5. ¿Según Savater, qué significa la siguiente frase, explícala: "Tu verdad, no: la Verdad. Y ven conmigo a buscarla. La tuya, guárdatela".
6. A partir de la entrevista a algunos estudiantes (Ver video) ¿Vale la pena estudiar filosofía? ¿La filosofía no es una cosa como para raros?
ACTIVIDAD 2
En esta actividad nos acercaremos al orígen de la filosofía a partir de la historia del que ha sido considerado el padre de la filosofía: Sócrates. Se esperaría que Usted conteste los interrogantes que se encuentran al final.
LICEO FEMENINO MERCEDES NARIÑO –
FILOSOFIA GRADO DECIMO
Si, como pensaba Arendt, la
tradición de nuestro pensamiento político comienza con el juicio y la condena a
muerte de Sócrates, esa misma tradición se ve definitivamente destruida en
Auschwitz. Si Sócrates no pudo persuadir
de su inocencia a quienes definitivamente le condenaron, entonces es que
la ciudad no está preparada para las enseñanzas socráticas y, lo que es quizá
peor, las propias enseñanzas de Sócrates quizá se autoinvalidan. La ciudad, al
permitir la muerte de Sócrates, mostró su falta de sentido y de juicio para entender
al filósofo. Muerto Sócrates, pronto la ciudad se olvidará de sus enseñanzas.

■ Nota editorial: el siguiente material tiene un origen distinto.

PR #96, opened 2018-02-02
Remove ptrs

codewerfer:
* remove of gsMultiPatch pointers where possible (and useful)
Still needs to be done also in trunk.


plugins/gsAxel/gsGeometryCreator.cpp
```diff
@@ -216,8 +216,8 @@ void gsGeometryCreator::loadMultiPatch(void)
 
     if ( fileName.size() )
     {
-        gismo::gsMultiPatch<double>::uPtr myGismoData = gismo::gsReadFile<double>(fileName.toUtf8().constData() ) ;
-        if ( myGismoData)
+        gismo::gsMultiPatch<double> myGismoData = gismo::gsReadFile<double>(fileName.toUtf8().constData() ) ;
```
codewerfer: Need somebody with Axel to verify this.

src/gsAssembler/gsAssembler.hpp
```diff
@@ -623,9 +623,9 @@ template<class T>
 gsField<T> gsAssembler<T>::constructSolution(const gsMatrix<T>& solVector,
                                                 int unk) const
 {
-    gsMultiPatch<T> * result = new gsMultiPatch<T>;
+    typename gsMultiPatch<T>::Ptr result(new gsMultiPatch<T>);
```
codewerfer: Makes for me more sense. Pointer needed to survive scope, therefor I use a smartpointer.

src/gsAssembler/gsExprAssembler.h
```diff
@@ -1221,7 +1221,7 @@ void gsExprAssembler<T>::computeDirichletDofsL2Proj(const expr::gsFeSpace<T>& u)
     gsMatrix<unsigned> globIdxAct;
     gsMatrix<T> basisVals;
 
-    const gsMultiPatch<T> * mp = (const gsMultiPatch<T>*)(& m_exprdata->getMap().source());
+    const gsMultiPatch<T> mp = *(const gsMultiPatch<T> *)(& m_exprdata->getMap().source());
```
codewerfer: Don't like this line.

src/gsCore/gsMultiPatch.h
```diff
@@ -168,6 +168,9 @@ class gsMultiPatch : public gsBoxTopology, public gsFunctionSet<T>
     /// manifold (ie. it has no boundaries)
     bool isClosed() { return this->nBoundary() == 0; }
 
+    /// \brief Returns true if gsMultiPatch is empty.
+    const bool isEmpty() const { return this->nPatches() <= 0; }
```
codewerfer: As I think, this function is necessary, at least when we read files with gsReadFile.

src/gsIO/gsReadFile.h
```diff
@@ -44,8 +44,12 @@ class gsReadFile
...
 
     /** 
-        \brief Opens a file and reads an object into a pointer. This is
-        used in conjuction with a cast operator to a pointer type
+        \brief Opens a file and reads an object into a smartpointer
+        (uPtr) or an object itself. This is used in conjuction with
+        cast operators and depends on the type of object. Most types
+        are casted to uPtr. gsMultiPatch will be a gsMultiPatch object.
+        For gsBasis there exists a cast opterator to
+        std::vector<gsBasis<T>::uPtr>.
```
codewerfer: What should be the result of a non working operation?

src/gsCore/gsMultiPatch.h
filiatra: To conform to std, please rename it to "bool empty() const", and implement as { return m_patches.empty(); }

src/gsIO/gsReadFile.h
filiatra: gsReadFile should always cast to pointer, I removed the cast to multipatch and reading as object should be done as in  examples/gsPatchFromBoundary.cpp, see
https://github.com/gismo/gismo/pull/96/commits/d97380abba6ce7dcfbc2a7fc581277a6a3fa61ca

plugins/gsAxel/gsGeometryCreator.cpp
filiatra: just change it back..

src/gsIO/gsFileData.h
```diff
@@ -344,8 +344,11 @@ class gsFileData
             gsWarn <<"gsFileData: getAnyFirst: Didn't find any "<<
                 internal::gsXml<Object>::type()<<" "<< 
                 internal::gsXml<Object>::tag() <<". Error.\n";
-      }
-        internal::gsXml<Object>::get_into(node, result);// Using gsXmlUtils
+        }
```
codewerfer: Or should we throw here a std::runtime_error through GISMO_ENSURE?

stefantakacs: No, that would cause massive changes because all the gsFileData functions only write to gsWarn and continue.

filiatra: I think it is fine as you did it..

stefantakacs: yes, this is what i tried to say.

DaHofa:
What was the reason, why the Ptr of gsMultiPatch got removed? Now the gsNurbsCreator returns unique pointers, but only the multipatches are objects. I am not sure if this makes sense.

stefantakacs:
@DaHofa  The idea behind this is to use pointers in general only for polymorphic classes.

DaHofa:
if we do not use c++11, then we make always a copy, when returning multipatches. 

Btw, I not aware of any C++ book/guidline, which says that this should be the preferred way and I find this concept quite complicated. I think then this also applies to gsMatrix and gsSparseMatrix, isnt it?

stefantakacs:
Performance on c++98/03 should not be overrated due to @filiatra. For newer compilers, everything should typically work with RVO.

To return matrices and vectors by value is at least in Gismo currently the standard. Only some functions do it differently.

filiatra:
Hi,
In c++ 11 or newer the recomended way to retun is an lvalue.
In previous c++ this was a problem, but RVO fixed it
I think that pointers in places that they should not exist make things un-necessarily complicated..

filiatra:
See for instance https://isocpp.org/blog/2013/02/no-really-moving-a-return-value-is-easy-stackoverflow

PR #99, opened 2018-02-07
fix src/gsCore/gsField.h 

stefantakacs:


src/gsCore/gsField.h
```diff
@@ -234,7 +234,7 @@ class gsField
     int dim() const { return m_fields->targetDim(); }
 
     /// Returns the number of patches.
-    int nPatches()  const { return m_patches->size(); }
+    int nPatches()  const { return dynamic_cast<const gsMultiPatch<T>*>(m_patches)->nPatches(); }
```
filiatra: dynamic_cast may fail, better add an assert as well..

filiatra:
Seems there is a problem:
https://cdash.ricam.oeaw.ac.at/viewTest.php?onlydelta&buildid=240251

better implement nPatches as nPieces, since domain can be either geometry or multipatch..

PR #100, opened 2018-02-07
fix bug on dofmapper, and a typo

filiatra:


src/gsCore/gsDofMapper.cpp
```diff
@@ -114,7 +114,10 @@ void gsDofMapper::matchDof( index_t u, index_t i, index_t v, index_t j )
     else if (d1 == 0)   // first dof is a free dof
     {
         if (d2 == 0)
+        {
```
stefantakacs: I do not understand what's going on here and why we return after adding a dof coupling.

filiatra: before, the code assumed that 2 dofs which are coupled together are 2 different dofs. 
So if I match some dof with itself then there is a segfault, because this case was not checked and not treated.

Now with this addition one can mark that a dof is "coupled" even though it is just marked as coupled and not colapsed with a different dof. This is usefull and came up because I needed to just mark a dof as coupled..

stefantakacs: thnx

PR #102, opened 2018-02-08
change assert to throw exception, change CG to use full matrix

filiatra:
CG is more efficient when using full matrix


stefantakacs:
that's at least fine for gcc.

filiatra:
thnx!

PR #104, opened 2018-02-12
Change return types, remove obosete codes and minor fixes

filiatra:
remove oboslete constructors from gsMatrix,
add handy members to gsDofMapper
change return types from pointer to gsMatrix


filiatra:
@codewerfer Please try to eliminate similar return type problems in all the code..

PR #105, opened 2018-02-13
Gs matrix

codewerfer:
* removed all safe calls from stable
* removed gsMatrix::uPtr

### DIFF
--- a/examples/gsInterpolateMap.cpp
+++ b/examples/gsInterpolateMap.cpp
@@ -113,10 +113,10 @@ int main(int argc, char* argv[])
         tBasis = gsBSplineBasis<>::make(KV);
         break;
     case 2:
-        tBasis = memory::unique_ptr<gsTensorBSplineBasis<2> >(new gsTensorBSplineBasis<2>(KV,KV));
+        tBasis = memory::make_unique(new gsTensorBSplineBasis<2>(KV,KV));
         break;
     case 3:
-        tBasis = memory::unique_ptr<gsTensorBSplineBasis<3> >(new gsTensorBSplineBasis<3>(KV,KV,KV));
+        tBasis = memory::make_unique(new gsTensorBSplineBasis<3>(KV,KV,KV));
         break;
     default:
     {
--- a/examples/gsInterpolateMap.cpp
+++ b/examples/gsInterpolateMap.cpp
@@ -113,10 +113,10 @@ int main(int argc, char* argv[])
         tBasis = gsBSplineBasis<>::make(KV);
         break;
     case 2:
-        tBasis = safe( new gsTensorBSplineBasis<2>(KV,KV) );
+        tBasis = memory::unique_ptr<gsTensorBSplineBasis<2> >(new gsTensorBSplineBasis<2>(KV,KV));
         break;
     case 3:
-        tBasis = safe( new gsTensorBSplineBasis<3>(KV,KV,KV) );
+        tBasis = memory::unique_ptr<gsTensorBSplineBasis<3> >(new gsTensorBSplineBasis<3>(KV,KV,KV));
         break;
     default:
     {
--- a/examples/poissonTHB_example.cpp
+++ b/examples/poissonTHB_example.cpp
@@ -87,7 +87,7 @@ int main(int argc, char *argv[])
   //gsFunctionExpr<>  f("if( (x-0.25)^2 + (y-1.6)^2 < 0.2^2, 1, 0 )",2);
   gsFunctionExpr<>  g("0",2);
   gsMultiPatch<> patches( *gsNurbsCreator<>::BSplineRectangle(0.0,0.0,2.0,1.0) );
-  //gsMultiPatch<> patches( *safe(gsNurbsCreator<>::BSplineFatQuarterAnnulus(1.0, 2.0)) );
+  //gsMultiPatch<> patches( gsNurbsCreator<>::BSplineFatQuarterAnnulus(1.0, 2.0) );
 
   //RefineLoopMax = 6;
   //refParameter = 0.6;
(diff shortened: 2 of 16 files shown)


examples/gsInterpolateMap.cpp
```diff
@@ -113,10 +113,10 @@ int main(int argc, char* argv[])
         tBasis = gsBSplineBasis<>::make(KV);
         break;
     case 2:
-        tBasis = safe( new gsTensorBSplineBasis<2>(KV,KV) );
+        tBasis = memory::unique_ptr<gsTensorBSplineBasis<2> >(new gsTensorBSplineBasis<2>(KV,KV));
```
stefantakacs: I don't like that. We have wrapper functions not to be required to specify the template parameter. That's even what std does.

We might change this to memory::make_unique(...) if desired.

examples/poissonTHB_example.cpp
```diff
@@ -103,8 +103,8 @@ int main(int argc, char *argv[])
   gsFunctionExpr<>  f("0",2);
   gsFunctionExpr<>  g("if( y>0, ( (x^2+y^2)^(1.0/3.0) )*sin( (2*atan2(y,x) - pi)/3.0 ), ( (x^2+y^2)^(1.0/3.0) )*sin( (2*atan2(y,x) +3*pi)/3.0 ) )",2);
 
-  //gsMultiPatch<> patches( *safe(gsNurbsCreator<>::BSplineLShape_p2C0()) );
-  gsMultiPatch<> patches( *safe(gsNurbsCreator<>::BSplineLShape_p1()) );
+  //gsMultiPatch<> patches( gsNurbsCreator<>::BSplineLShape_p2C0() );
+  gsMultiPatch<> patches( gsNurbsCreator<>::BSplineLShape_p1() );
```
stefantakacs: Does this work?

examples/poisson_example.cpp
```diff
@@ -63,7 +63,7 @@ int main(int argc, char *argv[])
     // For single patch unit square of quadratic elements use (Note:
     //you need to update the bounadry conditions section for this to
     //work properly!) :
-    //patches = safe( new gsMultiPatch<>(*gsNurbsCreator<>::BSplineSquare(2)));
+    //patches = new gsMultiPatch<>(*gsNurbsCreator<>::BSplineSquare(2));
```
stefantakacs: remove "new" here. otherwise, it does not work.

src/gsCore/gsRationalBasis.h
```diff
@@ -219,7 +219,7 @@ class gsRationalBasis : public gsBasis< typename SrcT::Scalar_t >
       for ( index_t i=0; i<ind.size(); ++i)
       ww(i,0) = m_weights( (*ind)(i,0), 0);
         
-      return new BoundaryBasisType(*safe(bb), give(ww));
+      return new BoundaryBasisType((bb), give(ww));
```
stefantakacs: (bb) => bb

src/gsIO/gsXmlUtils.hpp
```diff
@@ -415,7 +415,7 @@ class gsXml< gsNurbsBasis<T> >
         
         gsXmlNode * tmp = node->first_node("KnotVector");
         // if type: == Plain, == Compact .. 
-        gsKnotVector<T> kv = * safe( gsXml<gsKnotVector<T> >::get (tmp) );
+        gsKnotVector<T> kv = ( gsXml<gsKnotVector<T> >::get (tmp) );
```
stefantakacs: This doesn't work. You cannot cast a raw pointer to an object. Moreover, it's a memory leak.

src/gsNurbs/gsBSpline.h
```diff
@@ -403,7 +403,7 @@ gsBSpline<T> operator*(const gsBSpline<T> & lhs, const gsBSpline<T> & rhs)
     const gsMatrix<T> ev = (lhs.eval(pts)).array() * (rhs.eval(pts)).array();
     
     // fixme: avoid temporaries here
-    return *safe(static_cast<gsBSpline<T>*>(gsBSplineBasis<T>(kv).interpolateData(ev,pts)));
+    return (static_cast<gsBSpline<T>*>(gsBSplineBasis<T>(kv).interpolateData(ev,pts)));
```
stefantakacs: cannot cast gsBSpline&lt;T&gt;* to gsBSpline&lt;T&gt;. Moreover, it's a memory leak.

src/gsTensor/gsTensorBasis.hpp
```diff
@@ -313,9 +313,9 @@ gsMatrix<unsigned> gsTensorBasis<d,T>::allBoundary() const
        {
        bdofs= dofs / size(k);
        r-=  bdofs;
-       res->block(r,0, bdofs, 1) = *safe( this->slice(i, size(k) - 1) );
+       res->block(r,0, bdofs, 1) = ( this->slice(i, size(k) - 1) );
```
stefantakacs: same as above

codewerfer: It's code that is for more then 3 years out-commented.

stefantakacs: It could be removed then.

codewerfer: Ahh.. I see, it should be some type of example. Ignored yesterday every out-commended code and looked fast over it without any recognition.

filiatra: Just remove this commented part, it is too old..

src/gsIO/gsXmlUtils.hpp
filiatra: Just remove the comment, it is also to old..

src/gsModeling/gsPlanarDomain.h
```diff
@@ -21,6 +21,7 @@
 
 #include <gsModeling/gsCurveLoop.h> 
 #include <gsModeling/gsTemplate.h>
+#include <gsUtils/gsMesh/gsMesh.h>
```
filiatra: Does it work if you include gsMesh.h in gsPlanarDomain.hpp ? This would be more preferable

codewerfer: It's then needed in gsTrimSurface.h

Yesterday I build it without include and with memory::unique_ptr<gsMesh<T> > instead of any gsMesh<T>::uPtr in gsPlanar and gsTrimSurface. It took on my computer about 18s longer (r: 6m27.940s, u:17m16.519s vs. 6m35.502s, u:17m27.351s) to build.

PR #106, opened 2018-02-14
Penalty parameter updated for 1D case

roeltielen24:
In the 1D case with Nitsche's method for BC, we have element.getCellSize() = 0, leading to mu = Inf

Therefore, the following updates are proposed. 

-----

### DIFF
--- a/src/gsAssembler/gsVisitorNitsche.h
+++ b/src/gsAssembler/gsVisitorNitsche.h
@@ -134,7 +134,8 @@ public:
         geoEval.transformGradients(k, bGrads, pGrads);
         
         // Get penalty parameter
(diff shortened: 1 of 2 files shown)


filiatra:
I proposed the 2, for no good reason :)

stefantakacs:
I would have proposed 1. Because then the penalty parameter mu is equal to penalty, i.e., you get what you ask for.

filiatra:
yes, one is more conforming, oeltielen24 could change this

roeltielen24:
Value has been changed to 1 as requested

stefantakacs:
Thanks.

@roeltielen : Do you have the rights to merge it yourself?

roeltielen24:
yes :-)

PR #108, opened 2018-02-22
Permutation of dofmapper indices

DaHofa:
This should allows for more flexibility, when using the dofmapper. The user can now permute the ordering of the dofs. The only restriction is, that the eliminated dofs have to be still ordered last (makes no sense otherwise).  Moreover, it is only allowed to perform a  permutation once (see also flag m_isPermuted). This could be implemented at some point, but I think is not required now. The permutation can be combined before.

It is then getting a bit more complex with the coupled dofs, since they may be mixed with the pure free dofs. In order to have a fast checking if a dofs is coupled (and which coupled idx it is), while having a small memory consumption, additional members are added to store precomputed information. Other functions are not affected.

### DIFF
--- a/src/gsCore/gsDofMapper.cpp
+++ b/src/gsCore/gsDofMapper.cpp
@@ -182,6 +182,7 @@ void gsDofMapper::markBoundary( index_t k, const gsMatrix<unsigned> & boundaryDo
 
 void gsDofMapper::markCoupledAsTagged()
 {
+    GISMO_ASSERT(m_curElimId==0, "finalize() was not called on gsDofMapper");
     m_tagged.reserve(m_tagged.size()+m_numCpldDofs);
     for(int i=0; i< m_numCpldDofs;++i)
         m_tagged.push_back(m_numFreeDofs-m_numCpldDofs+i);
@@ -305,8 +306,8 @@ void gsDofMapper::permuteFreeDofs(const gsVector<index_t>& permutation)
     //make a copy of the old ordering, easiest way to implement the permutation. Inplace reordering is quite hard.
     std::vector<index_t> dofs = m_dofs;
     //first use a tempory coupled vector, other wise is_coupled_index() would not work correctly
-    std::vector<index_t> tagged;
-    tagged.reserve(taggedSize()); //reserve enough memory
+    std::vector<index_t> tagged_permuted;
+    tagged_permuted.reserve(taggedSize()); //reserve enough memory
     
     for(index_t i=0; i<(index_t)dofs.size();++i)
     {
@@ -316,10 +317,12 @@ void gsDofMapper::permuteFreeDofs(const gsVector<index_t>& permutation)
             m_dofs[i] = permutation[idx];
             //fill  bookkeeping for tagged dofs
             if(is_tagged_index(idx))
-                tagged.push_back(m_dofs[i]);
+                tagged_permuted.push_back(m_dofs[i]);
         }
+        else if(is_tag_index(idx)) //Take care about eliminated tagged dofs
+	    tagged.push_back(idx);
     }
-    m_tagged.swap(tagged);
+    m_tagged.swap(tagged_permuted);
 
     //sort and delete the duplicated ones
     std::sort(m_tagged.begin(),m_tagged.end());
--- a/src/gsCore/gsDofMapper.cpp
+++ b/src/gsCore/gsDofMapper.cpp
@@ -18,7 +18,7 @@ namespace gismo
 {
 
 gsDofMapper::gsDofMapper() : 
-m_shift(0), m_numFreeDofs(0), m_numCpldDofs(1), m_curElimId(-1),m_isPermuted(false)
+m_shift(0), m_numFreeDofs(0), m_numCpldDofs(1), m_curElimId(-1)
 { 
     m_offset.resize(1,0);
 }
@@ -256,7 +256,6 @@ void gsDofMapper::finalize()
     m_numElimDofs = curElimDof - m_numFreeDofs;
 
     m_curElimId = 0;// Only equal to zero after finalize is called.
-    m_isPermuted = false;
 }
 
 std::ostream& gsDofMapper::print( std::ostream& os ) const
@@ -287,16 +286,13 @@ void gsDofMapper::permuteFreeDofs(const gsVector<index_t>& permutation)
 {
     GISMO_ASSERT(m_curElimId==0, "finalize() was not called on gsDofMapper");
     GISMO_ASSERT(m_numFreeDofs == permutation.size(), "permutation size does not match number of free dofs");
-    GISMO_ASSERT(m_isPermuted==false, "you cannot permute the dofVector twice, combine the permutation");
-
+    GISMO_ASSERT(m_coupled.isEmpty(), "you cannot permute the dofVector twice, combine the permutation");
+    GISMO_ASSERT(std::is_permutation(permutation.begin(), permutation.end()), "input vector is not a permutation");
 
     //make a copy of the old ordering, easiest way to implement the permutation. Inplace reordering is quite hard.
     std::vector<index_t> dofs = m_dofs;
-    m_isCoupledIdx.clear();
-    m_isCoupledIdx.resize(m_numFreeDofs,false);
-    m_coupledIndexNumber.clear();
-
-    index_t cIdx = 0;
+    m_coupled.reserve(2*coupledSize()); //reserve enough memory
+    
     for(index_t i=0; i<(index_t)dofs.size();++i)
     {
         index_t idx = dofs[i];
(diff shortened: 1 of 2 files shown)


src/gsCore/gsDofMapper.cpp
```diff
@@ -21,6 +21,8 @@ gsDofMapper::gsDofMapper() :
 m_shift(0), m_numFreeDofs(0), m_numCpldDofs(1), m_curElimId(-1)
 { 
     m_offset.resize(1,0);
+
+    m_isPermuted = false;
```
stefantakacs: maybe we should set m_isPermuted in the initializer list; that would make it easier to check that it is initialized in all cases.

src/gsCore/gsDofMapper.h
```diff
@@ -443,6 +459,13 @@ class GISMO_EXPORT gsDofMapper
     // After finalize() is called m_curElimId takes the value zero.
     index_t m_curElimId;
 
+    //stores if the dofmapper got reordered
+    bool m_isPermuted;
+    //vector of length m_numFreeDofs, which stores if a dof is also coupled. (only used after permutation)
+    std::vector<bool> m_isCoupledIdx;
+    //maps a coupled index to its corresponding number, i.e. 22 -> 2, the free dof 22 is the third coupled index (only used after permutation)
+    std::map<index_t,index_t> m_coupledIdxCount;
```
stefantakacs: Why count?

Shouldn't it be index?

src/gsCore/gsDofMapper.cpp
DaHofa: jup, you are right

src/gsCore/gsDofMapper.h
DaHofa: m_coupledIndexNumber?

filiatra:
@DaHofa: Do you ever need the isCoupled functions in your codes after you do the permutation ?

DaHofa:
yes, it is needed. This is also, why I encountered the need for changing the function, while looking for the bugs ;)

filiatra:
I find the solution a little ad hoc, I leave it open to think more on this.
I also would like for another application to add different attributes to the dofs, so I will try to think of a more general solution for this..

DaHofa:
well, it fulfils its task. Due to the mixing of coupled and free dofs, one cannot use the fast option before.  However, the coupled dofs stuff is anyway used quite rarely, so a slight performance drop in this function will not effect the overall performance. 

Anyway, is there a chance to merge this part (as a preliminary merge) and continue developing this branch further. I would need this functionality to commit the stuff in devel.

filiatra:
OK, then I can propose some changes first.
Also: do you need both functions? what is the difference in these 2? they mostly look the same ?

DaHofa:
fine, no i need only permuteFree, (I think you ask me to implement both). permute() reorders all dofs, but this one can be deleted.

src/gsCore/gsDofMapper.cpp
```diff
@@ -282,6 +283,69 @@ void gsDofMapper::setIdentity(index_t nPatches, size_t nDofs)
...
 
+void gsDofMapper::permuteFreeDofs(const gsVector<index_t>& permutation)
+{
+    GISMO_ASSERT(m_curElimId==0, "finalize() was not called on gsDofMapper");
+    GISMO_ASSERT(m_numFreeDofs == permutation.size(), "permutation size does not match number of free dofs");
+    GISMO_ASSERT(m_isPermuted==false, "you cannot permute the dofVector twice, combine the permutation");
+
+
+    //make a copy of the old ordering, easiest way to implement the permutation. Inplace reordering is quite hard.
+    std::vector<index_t> dofs = m_dofs;
```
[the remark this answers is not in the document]
DaHofa: I though about this again, but wont work. consider the vector {1,2,3,4} and the permutation {4,3,2,1}. Then you write at the first place 4, at the second 3, but at the third again 3 and the last again 4, since you override the entries.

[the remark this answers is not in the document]
filiatra: Yes, you are right, now I see it, please ignore the comment

src/gsCore/gsDofMapper.cpp
```diff
@@ -282,6 +283,69 @@ void gsDofMapper::setIdentity(index_t nPatches, size_t nDofs)
     m_dofs.resize( m_numFreeDofs, 0);
 }
 
+void gsDofMapper::permuteFreeDofs(const gsVector<index_t>& permutation)
+{
```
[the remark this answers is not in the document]
DaHofa: std::is_permutation requires c++11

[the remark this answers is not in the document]
stefantakacs: might be
\#if __cplusplus > ....
GISMO_ASSERT(...)
\#endif

DaHofa:
so, the proposed changes are included. Next, I include the tagged dofs and change the Dofmapper as discussed with @filiatra

DaHofa:
@filiatra please have a look at the tagged version of DofMapper, my code still works :)

DaHofa:
More Documentation will be added on Monday

filiatra:
OK it looks good, probably I can also use it now.
I will add some more comments though for Monday :)

src/gsCore/gsDofMapper.cpp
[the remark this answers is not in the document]
filiatra: @stefantakacs seems that this function cannot be used here (it checks two different vectors for being permutation of each other...)

src/gsCore/gsDofMapper.cpp
```diff
@@ -175,6 +180,13 @@ void gsDofMapper::markBoundary( index_t k, const gsMatrix<unsigned> & boundaryDo
     // TO DO: save inverse, eg boundaryDofs(i,0)
 }
 
+void gsDofMapper::markCoupledAsTagged()
+{
+    m_tagged.reserve(m_tagged.size()+m_numCpldDofs);
+    for(int i=0; i< m_numCpldDofs;++i)
+        m_tagged.push_back(m_numFreeDofs-m_numCpldDofs+i);
+}
+
```
filiatra: This function seems buggy: it should insert into m_tagged some indices from m_dofs, not the "cindex" !

src/gsCore/gsDofMapper.cpp
```diff
@@ -282,6 +295,42 @@ void gsDofMapper::setIdentity(index_t nPatches, size_t nDofs)
...
+    GISMO_ASSERT(m_curElimId==0, "finalize() was not called on gsDofMapper");
+    GISMO_ASSERT(m_numFreeDofs == permutation.size(), "permutation size does not match number of free dofs");
+    //GISMO_ASSERT(m_tagged.empty(), "you cannot permute the dofVector twice, combine the permutation");
+    //We could check here, that permutation is indeed a permutation
+
+    //make a copy of the old ordering, easiest way to implement the permutation. Inplace reordering is quite hard.
+    std::vector<index_t> dofs = m_dofs;
+    //first use a tempory coupled vector, other wise is_coupled_index() would not work correctly
+    std::vector<index_t> tagged;
+    tagged.reserve(taggedSize()); //reserve enough memory
```
filiatra: Would be better if tagged where not changed inside this function..
You could do in your codes:

mapper.markCoupledAsTagged();
mapper.permuteFreeDofs(..)

and that is all

src/gsCore/gsDofMapper.h
```diff
@@ -314,6 +324,16 @@ class GISMO_EXPORT gsDofMapper
...
     }
 
+    /// @brief Returns the tagged dof index
+    inline index_t tindex( index_t i, index_t k = 0 ) const
+    {
+        GISMO_ASSERT(m_curElimId==0, "finalize() was not called on gsDofMapper");
+        if (m_tagged.empty())
+            return MAPPER_PATCH_DOF(i,k) + m_numCpldDofs - m_numFreeDofs;
+        else
+            return std::distance(m_tagged.begin(),std::lower_bound(m_tagged.begin(),m_tagged.end(),MAPPER_PATCH_DOF(i,k)));
```
filiatra: Shoud be just
return std::distance(m_tagged.begin(),std::lower_bound(m_tagged.begin(),m_tagged.end(),MAPPER_PATCH_DOF(i,k))); 

without if/else i think..

src/gsCore/gsDofMapper.h
```diff
@@ -346,9 +366,23 @@ class GISMO_EXPORT gsDofMapper
...
+    { return  is_tagged_index( index(i, k) ); }
+
+    /// Returns true if \a gl is a tagged dof.
+    inline bool is_tagged_index( index_t gl) const
+    {
+        if(m_tagged.empty())
+            return  (gl < m_numFreeDofs + m_shift                    ) && // is a free dof and
+                    (gl + m_numCpldDofs + 1 > m_numFreeDofs + m_shift);   // is not standard dof
+        else
+            return std::binary_search(m_tagged.begin(),m_tagged.end(),gl);
```
filiatra: Should be just "return std::binary_search(m_tagged.begin(),m_tagged.end(),gl);"

src/gsCore/gsDofMapper.h
DaHofa: Ups, you are right

src/gsCore/gsDofMapper.h
DaHofa: Ups, you are right

src/gsCore/gsDofMapper.cpp
DaHofa: Depends on what we store. m_tagged contains the index(i,k) of the tagged dofs.

DaHofa: Ahhh.. now i see what you mean. So i should store the index i, such that m_dofs[i] is tagged, isnt it? This would make the marking independent on the permutation.

src/gsCore/gsDofMapper.cpp
DaHofa: This is then related to the comment above

src/gsCore/gsDofMapper.cpp
DaHofa: wait, but if we only the the indices i, such that m_dofs[i] is tagged, then the calculation of is_tagged_index(..) and tindex(..) is more "complicated".  In order to search in for some gl in m_tagged, we first have to compute its preimage, i.e., the j, such that m_dofs[j] = gl and then do the search based on j in m_tagged...

filiatra: To be consistent, I think you should store the index(i,k) [global index].
ie.
for i=0.. m_dofs[size]
if ( is_coupled_index(m_dof[i])
m_tagged.push_back(m_dof[i]):

sort+remove duplicates before

(essentially you do these stuff in permuteFreeDofs, but it should be done already here..
note that:  m_numFreeDofs-m_numCpldDofs+i has nothing to do with index(i,k)...

filiatra: * Or actually, now that I see it again.. OK now I think your implementation is right here.

src/gsCore/gsDofMapper.cpp
filiatra: OK: this made me a little confused.
You could rename tagged --> tagged_permuted for clarity

src/gsCore/gsDofMapper.cpp
```diff
@@ -282,6 +295,42 @@ void gsDofMapper::setIdentity(index_t nPatches, size_t nDofs)
...
+    
+    for(index_t i=0; i<(index_t)dofs.size();++i)
+    {
+        index_t idx = dofs[i];
+        if(is_free_index(idx))
+        {
+            m_dofs[i] = permutation[idx];
+            //fill  bookkeeping for tagged dofs
+            if(is_tagged_index(idx))
+                tagged.push_back(m_dofs[i]);
```
filiatra: There is a small bug here for all tagged indices which are not free
(they should stay in "m_tagged" upermuted)

filiatra: Just add "else if is_tag_index(idx) tagged.push_back(idx);" to fix it

src/gsCore/gsDofMapper.cpp
DaHofa: ok

src/gsCore/gsDofMapper.cpp
DaHofa: ok

src/gsCore/gsDofMapper.cpp
DaHofa: uhh, thats fishy bug. nice.

DaHofa:
i will incorporate the changes on monday (maybe i have time on sunday, but i am not sure)

DaHofa:
so, this should work now, finally.

filiatra:
Thanx, you can now "Squash-and-merge"

DaHofa:
i will wait for the checks to be sure and then merge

La ciudad no es un lugar seguro para el filósofo y, en consecuencia, no se le
puede confiar su memoria. Pero entonces, ¿qué nos queda?, ¿cuál es nuestro destino?,
¿qué podemos esperar?
Historias de Filósofos (Pablo Da Silveira)
Sócrates y Atenas
Imaginemos que estamos a fines del siglo V
antes de Cristo y que caminamos por las calles de Atenas. Es una gran ciudad
para la época (probablemente unos cien mil habitantes) y eso se nota a cada
paso: el mercado desborda de gente, numerosos ciudadanos entran y salen de los
edificios públicos, el camino hacia el puerto hormiguea de comerciantes, de carretas
cargadas de mercancía y de esclavos que transportan fardos. Si levantamos los
ojos hacia la acrópolis vemos el Partenón, terminado de construir pocos años antes y
(contra lo que
muchos creen) pintado
de colores estridentes. Es el imponente
testimonio de un pasado glorioso pero definitivamente clausurado, ya que Atenas
acaba de perder su puesto de primera
potencia mundial. La
ciudad viene de
ser derrotada en una guerra, ha sido golpeada por dos epidemias de peste
y ha sufrido una tiranía breve pero terrible que mató o envió al exilio a miles
de ciudadanos. Todos esos golpes fueron duros y dejaron su marca. Pero los
atenienses han sabido sobreponerse a la desgracia y poco a poco parecen
retornar a los viejos buenos tiempos: la democracia es sólida, los negocios
recuperan su ritmo, la paz social parece asegurada.
De
pronto, en una
esquina, un pequeño
grupo de hombres forma un
semicírculo en torno a un personaje estrafalario. El que habla es bajo de estatura,
tiene un vientre movedizo y una nariz chata que estalla entre dos ojos
demasiado separados. Va descalzo, tiene los pies sucios y la túnica en mal
estado. En una palabra, es todo lo contrario de esos griegos apolíneos que nos muestran
las estatuas. Ese hombre gesticula,
mueve los brazos,
señala impertinentemente con el dedo. Sus interlocutores pasan de la
risa a la confusión, del interés a la furia, pero en ningún momento dejan de
escucharlo. La mayoría de ellos son jóvenes bien vestidos y de físicos
cuidados. Cualquier ateniense los reconocería como hijos de ciudadanos ricos. Y
cualquier ateniense diría ante ese cuadro:
"Ahí está Sócrates insistiendo
con sus molestas preguntas”. Sócrates era uno, de
los personajes más populares de Atenas, la ciudad que lo vio nacer, en la que
creció y enseñó, la que lo juzgó y terminó por obligarlo a envenenarse. Allí
había nacido en el 469 antes de Cristo, hijo de Sofronisco, un tallador de piedra,
y de una conocida partera llamada Fenaretes. Ambos eran gente sencilla,
trabajadora, sin grandes propiedades ni rentas. Pero los dos eran atenienses de
pura cepa, de modo que los varones de esa familia pertenecían a la minoría de
ciudadanos con plenos derechos políticos: podían hablar en la asamblea, votar y
ocupar rotativamente alguno de los numerosos cargos públicos.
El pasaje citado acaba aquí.